Begin with a theoretical model deriving (2) to relate theoretical parameters to estimated coefficients. Rely on theory and preliminary regressions to suggest the most relevant exogenous and control variables. The residual εt has to be white noise WN with zero mean, lack of residual correlation, and constant variance. The residual correlation r(εt, εt-1) from (2) plays a critical role in time series regression.
Even in the presence of residual correlation, the estimated coefficient a1 in (2) is unbiased or just as likely above as below its true value. It is consistent, converging to its true value as the number of observations increases. It is also super consistent with accelerating convergence as the number of observations increases. In the presence of residual correlation, however, it is impossible to say a1 is not zero due to the understated standard errors.
Spurious regressions occur when unrelated trending variables appear related in regressions due to the underestimated standard errors. Arbitrary choice of trending variables can result in apparently successful regressions. To avoid spurious regressions, rely on economic theory to select variables. Relying on economic theory, spurious regressions are not an issue.
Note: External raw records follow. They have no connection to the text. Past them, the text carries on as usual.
PR #1725, opened 2016-06-13
Refactor tcpip

bkozak-scanimetrics:
This PR performs some re-factoring of ```tcpip.c```, mainly focused on ```tcpip_ipv6_output()```.

The main purpose of this PR is to prepare for the changes proposed in #1186. As per the discussion on #1186, these commits were originally part of #1186 but were split apart.

These commits accomplish the following:
1. Improve the readability of ```tcpip_ipv6_output()``` so as to make future modifications to this function easier.
2. Reduce the size of generated code, esp. on the 6502 platforms where it is easy to run out of memory.

### DIFF
--- a/core/net/ip/tcpip.c
+++ b/core/net/ip/tcpip.c
@@ -116,7 +116,14 @@ enum {
 #else
 #define NEXTHOP_NON_STORING(addr) 0
 #endif
-
+/*---------------------------------------------------------------------------*/
+static void
+setup_appstate(uip_tcp_appstate_t* as, void* state)
+{
+  as->p = PROCESS_CURRENT();
+  as->state = state;
+}
+/*---------------------------------------------------------------------------*/
 /* Called on IP packet output. */
 #if NETSTACK_CONF_WITH_IPV6
 
@@ -236,8 +243,7 @@ tcp_connect(const uip_ipaddr_t *ripaddr, uint16_t port, void *appstate)
     return NULL;
   }
 
-  c->appstate.p = PROCESS_CURRENT();
-  c->appstate.state = appstate;
+  setup_appstate(&c->appstate, appstate);
 
   tcpip_poll_tcp(c);
 
@@ -288,8 +294,8 @@ tcp_attach(struct uip_conn *conn,
   uip_tcp_appstate_t *s;
 
   s = &conn->appstate;
-  s->p = PROCESS_CURRENT();
-  s->state = appstate;
+
+  setup_appstate(s, appstate);
 }
 
 #endif /* UIP_TCP */
@@ -302,8 +308,8 @@ udp_attach(struct uip_udp_conn *conn,
   uip_udp_appstate_t *s;
 
   s = &conn->appstate;
-  s->p = PROCESS_CURRENT();
-  s->state = appstate;
+
+  setup_appstate(s, appstate);
 }
 /*---------------------------------------------------------------------------*/
 struct uip_udp_conn *
@@ -318,8 +324,7 @@ udp_new(const uip_ipaddr_t *ripaddr, uint16_t port, void *appstate)
   }
 
   s = &c->appstate;
-  s->p = PROCESS_CURRENT();
-  s->state = appstate;
+  setup_appstate(s, appstate);
 
   return c;
 }
@@ -347,8 +352,7 @@ udp_broadcast_new(uint16_t port, void *appstate)
 uint8_t
 icmp6_new(void *appstate) {
   if(uip_icmp6_conns.appstate.p == PROCESS_NONE) {
-    uip_icmp6_conns.appstate.p = PROCESS_CURRENT();
-    uip_icmp6_conns.appstate.state = appstate;
+    setup_appstate(&uip_icmp6_conns.appstate, appstate);
     return 0;
   }
   return 1;
@@ -863,14 +867,8 @@ PROCESS_THREAD(tcpip_process, ev, data)
   PROCESS_BEGIN();
 
 #if UIP_TCP
-  {
-    unsigned char i;
-
-    for(i = 0; i < UIP_LISTENPORTS; ++i) {
-      s.listenports[i].port = 0;
-    }
-    s.p = PROCESS_CURRENT();
-  }
+  memset(s.listenports, 0, UIP_LISTENPORTS*sizeof(*(s.listenports)));
+  s.p = PROCESS_CURRENT();
 #endif
 
   tcpip_event = process_alloc_event();
--- a/core/net/ip/tcpip.c
+++ b/core/net/ip/tcpip.c
@@ -111,6 +111,12 @@ enum {
   PACKET_INPUT
 };
 
+#if UIP_CONF_IPV6_RPL && RPL_WITH_NON_STORING
+#define NEXTHOP_NON_STORING(addr) rpl_srh_get_next_hop(addr)
+#else
+#define NEXTHOP_NON_STORING(addr) 0
+#endif
+
 /* Called on IP packet output. */
 #if NETSTACK_CONF_WITH_IPV6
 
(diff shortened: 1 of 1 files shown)


simonduq:
Looks great! This will need thorough review and testing but I believe this is well worth it. Feels good to see such a streamlined `tcpip_ipv6_output()`!

core/net/ip/tcpip.c
```diff
@@ -282,8 +294,8 @@ tcp_attach(struct uip_conn *conn,
   uip_tcp_appstate_t *s;
 
   s = &conn->appstate;
-  s->p = PROCESS_CURRENT();
-  s->state = appstate;
+
+  setup_appstate(s, appstate);
```
greg-king5: In this function and the ones below it, the local variable `s` no longer is needed.
```c
  setup_appstate(&conn->appstate, appstate);
```

core/net/ip/tcpip.c
```diff
@@ -526,222 +536,268 @@ tcpip_input(void)
...
+#if UIP_CONF_IPV6_RPL
+  rpl_dag_t *dag;
+  rpl_instance_t *instance;
 
-  if(uip_len > UIP_LINK_MTU) {
-    UIP_LOG("tcpip_ipv6_output: Packet to big");
-    uip_clear_buf();
-    return;
+  /* If we are running RPL, and if we are the root of the
+     network, we'll trigger a global repair berfore we remove
```
greg-king5: Typo: berfore -> before.

core/net/ip/tcpip.c
```diff
@@ -526,222 +536,268 @@ tcpip_input(void)
...
-      }
-#endif /* TCPIP_CONF_ANNOTATE_TRANSMISSIONS */
-    }
+  if(uip_len == 0) {
+    return;
+  }
 
-    /* End of next hop determination */
+  if(uip_len > UIP_LINK_MTU) {
+    UIP_LOG("tcpip_ipv6_output: Packet to big");
```
greg-king5: Typo: to -> too.

bkozak-scanimetrics:
Fixed some typos and removed some unnecessary temporary vars thanks to @greg-king5

core/net/ip/tcpip.c
```diff
@@ -276,44 +288,30 @@ tcp_listen(uint16_t port)
...
+  setup_appstate(&conn->appstate, appstate);
 }
 /*---------------------------------------------------------------------------*/
 struct uip_udp_conn *
 udp_new(const uip_ipaddr_t *ripaddr, uint16_t port, void *appstate)
 {
   struct uip_udp_conn *c;
-  uip_udp_appstate_t *s;
 
   c = uip_udp_new(ripaddr, port);
```
greg-king5: You can change that expression into an initializer of the variable's definition.

tonnenpinguin: I'm not sure, but from what I've read in other issues older compilers seem to have problems with initializing variables with non-const values.

greg-king5: The cc65 compiler has that problem, but only with structs and unions.  It can handle non-constant expressions in the  initiations of "scalar" variables.

tonnenpinguin: I see I see. Learn something new every day...

bkozak-scanimetrics:
Made change suggested by @greg-king5 in ```udp_new()```

> You can change that expression into an initializer of the variable's definition

alignan:
I like it as well, I haven't tested but the code looks OK and Travis is happy :+1:

core/net/ip/tcpip.c
```diff
@@ -526,222 +522,268 @@ tcpip_input(void)
...
-        uip_packetqueue_free(&nbr->packethandle);
-        tcpip_output(uip_ds6_nbr_get_ll(nbr));
-      }
-#endif /*UIP_CONF_IPV6_QUEUE_PKT*/
+  tcpip_output(linkaddr);
 
-      uip_clear_buf();
-      return;
-    }
+  if(nbr) {
```
simonduq: I would prefer having this block conditioned by `UIP_CONF_IPV6_QUEUE_PKT` (rather than the body of `send_queued`).
Would be clearer IMO

core/net/ip/tcpip.c
```diff
@@ -230,8 +243,7 @@ tcp_connect(const uip_ipaddr_t *ripaddr, uint16_t port, void *appstate)
     return NULL;
   }
 
-  c->appstate.p = PROCESS_CURRENT();
-  c->appstate.state = appstate;
+  setup_appstate(&c->appstate, appstate);
```
simonduq: naming suggestion: `init_appstate`?

core/net/ip/tcpip.c
```diff
@@ -526,222 +522,268 @@ tcpip_input(void)
...
+  tcpip_output(linkaddr);
 
-      uip_clear_buf();
-      return;
-    }
+  if(nbr) {
+    send_queued(nbr);
   }
-  /* Multicast IP destination address. */
-  tcpip_output(NULL);
```
simonduq: why is this not needed anymore?

simonduq: ok, got it, it's in `send_packet`

core/net/ip/tcpip.c
```diff
@@ -526,222 +522,268 @@ tcpip_input(void)
...
-         DELAY, or PROBE). See RFC 4861, section 7.3.3 on node behavior. */
-      if(nbr->state == NBR_STALE) {
-        nbr->state = NBR_DELAY;
-        stimer_set(&nbr->reachable, UIP_ND6_DELAY_FIRST_PROBE_TIME);
-        nbr->nscount = 0;
-        PRINTF("tcpip_ipv6_output: nbr cache entry stale moving to delay\n");
-      }
+  if(nbr->state == NBR_INCOMPLETE) {
+    PRINTF("tcpip_ipv6_output: nbr cache entry incomplete\n");
+    queue_packet(nbr);
```
simonduq: same here, I'd make this conditional (`UIP_CONF_IPV6_QUEUE_PKT`)

core/net/ip/tcpip.c
```diff
@@ -526,222 +522,268 @@ tcpip_input(void)
...
-      uip_len = 0;
-      return;  
-#endif /* UIP_ND6_SEND_NA */
+  nbr = uip_ds6_nbr_lookup(nexthop);
+  if(nbr == NULL) {
+    if(send_nd6_ns(nexthop)) {
+      PRINTF("tcpip_ipv6_output: failed to add neighbor to cache\n");
+      goto exit;
     } else {
+      goto send_packet;
```
simonduq: Can we add a comment above clarifying that what we send here is NS (not the original data packet)

core/net/ip/tcpip.c
```diff
@@ -526,222 +522,268 @@ tcpip_input(void)
...
-        /* Send the first NS try from here (multicast destination IP address). */
-      }
-#else /* UIP_ND6_SEND_NA */
-      PRINTF("tcpip_ipv6_output: neighbor not in cache\n");
-      uip_len = 0;
-      return;  
-#endif /* UIP_ND6_SEND_NA */
+  nbr = uip_ds6_nbr_lookup(nexthop);
+  if(nbr == NULL) {
+    if(send_nd6_ns(nexthop)) {
```
simonduq: To clarify, I would call this only if `UIP_ND6_SEND_NA` is set (rather than make the body of the function completely conditional)

simonduq: This way you might even be able to refactor this with the `#if UIP_ND6_SEND_NA` at line 755

simonduq:
Very very nice. I reviewed this and left a few comments. Happy to :+1: after they are answered/addressed

bkozak-scanimetrics:
Hello @simonduq,

Regarding your comments of the form:
> I would prefer having this block conditioned by [SOME MACRO] rather than the entire the body of [SOME STATIC FUNCTION] 

For the most part it isn't possible to have the condition in [SOME MACRO] _instead_ of [SOME STATIC FUNCTION], you would actually need to have the conditional both at the function call site and around the entire function (i.e. not just the body but also the signature and enclosing block) .

This is because:
1. The compiler will (probably) emit unused static function warnings when the preprocessor makes the function call(s) disappear.
2. Some of the functions, variables and/or struct members used in [SOME STATIC FUNCTION] may not be available when [SOME MACRO] is false (or undefined).

There are several other ways to work around number one (like adding compiler specific pragmas for instance), but with number two we still need some preprocessor conditionals inside of [SOME STATIC FUNCTION].

Personally I think it is kind of ugly to add redundant preprocessor conditionals (and also to wrap entire functions in preprocessor conditionals), but if you are ok with this approach then I'll go ahead and do it.

Regarding the rest of your comments, I think that they make good sense and I'll implement your suggestions.

simonduq:
Great case for your current approach, I agree. True that what I was suggesting isn't ideal for static functions.

bkozak-scanimetrics:
I've now added in the remainder of @simonduq's suggestions.

core/net/ip/tcpip.c
```diff
@@ -230,8 +243,7 @@ tcp_connect(const uip_ipaddr_t *ripaddr, uint16_t port, void *appstate)
     return NULL;
   }
 
-  c->appstate.p = PROCESS_CURRENT();
-  c->appstate.state = appstate;
+  setup_appstate(&c->appstate, init_appstate);
```
simonduq: oops sorry for being unclear, the naming suggestion `init_appstate` was for the function name (replaces `setup_appstate`), not for the parameter.

simonduq:
Sorry for the unclarify of my comment on `init_appstate`. Can you please take a look at my latest comment?

bkozak-scanimetrics:
> oops sorry for being unclear, the naming suggestion init_appstate was for the function name (replaces setup_appstate), not for the parameter.

That does make more sense than what I did.

The function name is now changed.

simonduq:
:+1:

arurke:
@bkozak-scanimetrics If you want to resolve the conflicts I can test this on my nodes. Kind of interested in the functionality of #1186, which depends on this one - so will contribute what I can to get this merged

If the series in a regression are not stationary but their differences are, regressions on differences produce more reliable estimates. Difference stationary series may also be cointegrated suggesting an error correction model that includes transitory adjustment relative to the long term dynamic equilibrium. Unsuccessful difference regressions may disguise a significant error correction processes. Partial adjustment models introduce the lag of the dependent variable as an exogenous variable.
In an economic model with more than a single endogenous dependent variable, solve the reduced form equations with each dependent variable a function of exogenous variables. Estimate each of the reduced form equations. For example, the market model determines endogenous price P and quantity Q from the demand function D = D(P, Y), the supply function S = S(P, W), and the equilibrium condition Q = S = D. Exogenous variables are the demand shifter Y and the supply shifter W. Estimate P or Q as functions of Y and W, but not P as a function of Q or vice versa.
The macroeconomic model provides another example. National income Y is a function of exogenous government spending G, money supply M, the foreign interest rate r*, and foreign income Y*. The interest rate r is endogenous and should not be a right hand variable in a regression with endogenous Y, or vice versa. A floating exchange rate E would be endogenous since it adjusts to a nonzero trade balance. With a fixed exchange rate E would be exogenous and B endogenous.
Theory is flexible in that various assumptions lead to different reduced form equations. For instance, price is exogenous in international economics by the small open economy assumption. Time series evidence provides tests of particular assumptions as theory stands ready to work through the implications of alternative assumptions.